Additionally, since Hudson’s Bay sold much of its owned real estate years ago, the leases being offered don’t include title to the buildings. Several stores are operated through joint ventures with RioCan Real Estate Investment Trust, but most locations are subject to long-standing agreements that often include favourable lease rates — another factor making the assets attractive, but also potentially complex to assume.
Lease Process Timeline and Sale Mechanics
According to the court filing, binding offers for leases are due by May 1, 2025, and must include a 10 per cent refundable deposit based on the proposed purchase price. These bids follow a structured two-phase lease monetization process supervised by Oberfeld and the Monitor.
Initial LOIs, due earlier in April, provided non-binding indications of interest. The Phase 1 deadline served as a barometer for interest levels and helped narrow the field of serious contenders.
The next step will involve the assessment of qualified LOIs, with a subset of these potentially advancing to binding agreement negotiations. Lease assignments will ultimately require Court approval, and in many cases, landlord consent.
Interest May Extend Beyond Leases Alone
Interestingly, the Monitor’s report also noted that some prospective bidders for leases are also evaluating other Hudson’s Bay assets as part of the parallel Sale and Investment Solicitation Process (SISP). That includes intellectual property, such as the company’s trademarks and well-known multi-coloured “Stripes” branding, which still holds considerable equity in the Canadian market.
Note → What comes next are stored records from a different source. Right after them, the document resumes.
Issue #506, opened 2017-01-04
Menu button on Steelseries Nimbus controller bypasses in-game menu, goes straight to games library view


starlessblack:
So I just downloaded and built ver 1.3.1 a few days ago, and I'm having this problem: SteelSeries Nimbus controller, ATV4 running latest iOS ver.10.1--Menu button on Nimbus controller goes straight back to Provenance games library, not to in-game menu. My workaround has been to quickly double-tap the Siri button on the ATV remote which briefly brings up the Siri listening dialog but also has the side effect of pausing the game and bringing up the in-game menu.

I also noticed that if I turned on the iCade controller support in Provenance settings, it appears to fix the menu button issue, however, it also appears to map the Nimbus' "B" button to Menu. Or, rather, it's double-mapped--if you hit the B button, you can briefly see your in-game sprite or whatever start doing what it's supposed to do (jump, shoot, stab, run, flee, fly, kick, dance, etc.), but only for a brief millisecond before the in-game menu pops up.

rogersbowne:
I am having the same exact issues in the same situations.

OKNoah:
Affects Mad Catz CTRLi too.

jasarien:
I just merged #503 - you can try the latest code in master and see if it fixes the issue?

starlessblack:
Yep! That #503 fix did the trick! Thank you, and keep up the great work :-)

zfisher323:
First. Great app, thanks! Just recently updated from 1.2.7 to 1.3.2. I'm having the B button issue. Using nimbus steel series controller. When I press the B button in-game, it does the B butting Action but also immediately pulls up the provenance in-game menu. Am I doing something wrong? Thanks. Zack

zelik:
Same issue as zfisher,  don't know if this is something wrongly configured on my side?  Love this app. Helps with being in hospital!

lolkthxbai:
@zelik the issue was resolved but resurfaced again PR #561 resolves the issue but was merged into PR #566 As soon as the pull request is merged into master you can update the app to fix it. In the meantime, using the Siri button tvOS can be used as a workaround

Issue #251, opened 2015-12-21
Scanlines & CRT filters


sakuranbokun:
I've been playing a good amount of OpenEmu lately, and it has a nice selection of filter effects. Some of which add scanlines and some very convincing CRT style blur, colour bleed, and phosphor glow effects. It looks remarkably like a real CRT.

I realise OpenEmu is running on a Mac, and so has power to burn, but would it be possible to replicate any CRT style effects in Provenance? Crisp and blocky is nice, but fuzzy, glowy, scan line covered CRT is proper old school.

pmp174:
#54  is already opened for this

jasarien:
Correct, dupe of #54

Issue #56, opened 2015-03-13
Button mapping customisation for iOS 7 game controllers.


jasarien:
Allow custom button mappings for physical controllers.

appletv4:
on nes and the nimbus controller is hard playing super mario when A is run and B is jump
[img]http://i.imgur.com/HKfQncl.png[/img]

it should be X to run and A to jump

jonathantneal:
You found your way here because you bought a Steelseries Nimbus and were surprised by the NES button mappings in Provenence.

![Steelseries Nimbus](https://cloud.githubusercontent.com/assets/188426/11453943/919ee400-95eb-11e5-85a1-c16284ad970b.png)

You expected the Nimbus X button to map to the NES B button, and the Nimbus Y button to map to the NES A button.

![image](https://cloud.githubusercontent.com/assets/188426/11453948/bd95c16e-95eb-11e5-89e1-68ff882f2b11.png)

Instead, the Nimbus A button maps to the NES B button. and the Nimbus B button maps to the NES A button.

> That's by design. Start and select had to go some where. On a standard controller without triggers, the only buttons not in use on NES were the X and Y buttons. So I assigned them to start and select... you can wait until the customizable controller mapping is implemented

Here are two solutions:

1. Wait until a button mapping feature is made available. Be really thankful for this software in its current form, and applaud @jasarien for his efforts.

2. Figure out how to change the mappings yourself and share the solution here. I’ve tried playing with `PVNESControllerViewController.m`, myself, which has not worked. Good luck, fellow novices. :)

appletv4:
Or 3. download this which I have been using 
https://github.com/nlflint/Provenance.git

OutRunner:
I don't know if should submit this as a separate enhancement request, but would it be possible to add turbo-fire to the possible button mappings?

So for example in Contra, instead of mapping NES B to Gamepad A, I could map NES Turbo B to Gamepad A. 

This does possibly open up the need for per-game mappings though as you probably wouldn't want to keep remapping the controls every time you switch between say Mario and Contra.

MysticalOS:
[...]

PR #566, opened 2017-04-14
Mednafen+atari800+poke

JoeMatt:
This PR combines #561 #563 and #564 in addition to some bug fixes, and warning fixes.


XeresRazor:
It doesn't look like any of the new cores were included in the .xcworkspace. It fails to build after a checkout and configure, and needed those projects added first so that Xcode knew what to build.

XeresRazor:
After importing a Playstation CD, and resolving the conflict, the .cue file is moved, but none of the associated .bin files are relocated.

JoeMatt:
@XeresRazor You have to close the workspace and re-open when switching branches. If though Xcode asks to reload the workspace from disk it doesn't load it correctly when subprojects change. It's a bug in Xcode, happens on my other projects.

What are the file names of the bin/cue pair?

XeresRazor:
Oh, duh, I should have remembered that, been stuck in non-Xcodeland too long.
The bin/cue set are Ridge Racer (USA).cue and Ridge Racer (USA) (Track 01).bin - Ridge Racer (USA) (Track 14).bin

XeresRazor:
Playing a PSX game, exiting to the Library, and then playing another game, results in the second game running at half speed or less. Terminating and relaunching Provenance resolves.

JoeMatt:
@XeresRazor An easier way to resolve that is hit the menu butt, choose speed settings and choose normal.

It's technically already in normal mode, but re-selecting normal causes from frame rate calculations to reset. Sometimes they initialize incorrectly. It's a known issue we're working on.

Cepheidsong:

It remains unclear whether any of the lease bidders are also vying for brand assets — or whether a single buyer might seek to relaunch a scaled-down version of Hudson’s Bay using select stores and associated IP.
A Historic Art Collection to Be Sold Separately

In a related development, the Monitor has announced a separate art auction to be held for Hudson’s Bay’s historic collection of 1,700 artworks and 2,700 artifacts, including the company’s original Royal Charter from 1670. These culturally significant assets have attracted interest from museums, government institutions, and private collectors.
A formal auction is being organized under a different sales process, with guidance from a professional auctioneer and oversight from the Monitor and financial advisor Reflect Advisors LLC. Bids for the collection are due April 30, and sales will be completed via individual bills of sale rather than court orders for each transaction.
Cash Flow Position Improving Amid Liquidation
The Second Report also reveals that Hudson’s Bay’s cash position is more stable than anticipated, thanks in part to strong retail performance amid liquidation. For the reporting period ending April 18, the company posted net cash flow of $112.5 million, which was nearly $30 million ahead of forecast. The Monitor attributes the variance to stronger-than-expected store traffic and sales, as well as delays in payments related to liquidation goods.
The cash balance at the time of reporting stood at $122.5 million, significantly ahead of the projected $71.5 million. A new 13-week forecast projects the company will retain positive cash flow through mid-July, albeit modestly, with a closing balance forecasted at $124.6 million.
What’s Next for Hudson’s Bay
While the lease monetization and liquidation processes continue, the company also faces scrutiny over employee entitlements. The Monitor has backed a motion to appoint Ursel Phillips Fellows Hopkinson LLP as Employee Representative Counsel to assist non-unionized employees with claims, severance issues, and communications. The firm will also liaise with the court and the Monitor on behalf of these stakeholders.
Hudson’s Bay could be entering its final chapter as a national department store chain. Yet, the strength of interest in its leases, brand assets, and even its art collection demonstrates the lasting value of its legacy — and suggests that elements of the brand may yet survive in new forms, or under new ownership.